- **Task**: Transcribe every line of the records verbatim.

- **Raw data**:
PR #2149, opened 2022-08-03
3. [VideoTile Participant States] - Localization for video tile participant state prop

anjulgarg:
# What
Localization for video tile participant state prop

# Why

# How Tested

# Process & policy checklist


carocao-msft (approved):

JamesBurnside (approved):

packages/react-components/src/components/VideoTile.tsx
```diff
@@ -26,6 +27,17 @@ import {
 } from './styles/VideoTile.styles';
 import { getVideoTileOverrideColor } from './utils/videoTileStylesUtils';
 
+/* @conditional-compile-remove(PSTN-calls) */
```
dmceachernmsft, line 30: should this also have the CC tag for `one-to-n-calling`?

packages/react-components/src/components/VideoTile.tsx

- **Answer for this exercise**:
PR #2149, opened 2022-08-03
3. [VideoTile Participant States] - Localization for video tile participant state prop

anjulgarg:
# What
Localization for video tile participant state prop

# Why

# How Tested

# Process & policy checklist


carocao-msft (approved):

JamesBurnside (approved):

packages/react-components/src/components/VideoTile.tsx
```diff
@@ -26,6 +27,17 @@ import {
 } from './styles/VideoTile.styles';
 import { getVideoTileOverrideColor } from './utils/videoTileStylesUtils';
 
+/* @conditional-compile-remove(PSTN-calls) */
```
dmceachernmsft, line 30: should this also have the CC tag for `one-to-n-calling`?

packages/react-components/src/components/VideoTile.tsx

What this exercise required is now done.